PR #1591, opened 2025-12-08
sdk: install xlibre-server.pc in addition to xorg-server.pc

metux:
A little step forward in completely separating our SDK from old
legacy Xorg.

### DIFF
--- a/meson.build
+++ b/meson.build
@@ -862,6 +862,15 @@ if build_xorg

######

▶ **Problem statement**: Your job is to transcribe the listing exactly, line for line.

▶ **Task result**:
PR #1591, opened 2025-12-08
sdk: install xlibre-server.pc in addition to xorg-server.pc

metux:
A little step forward in completely separating our SDK from old
legacy Xorg.

### DIFF
--- a/meson.build
+++ b/meson.build
@@ -862,6 +862,15 @@ if build_xorg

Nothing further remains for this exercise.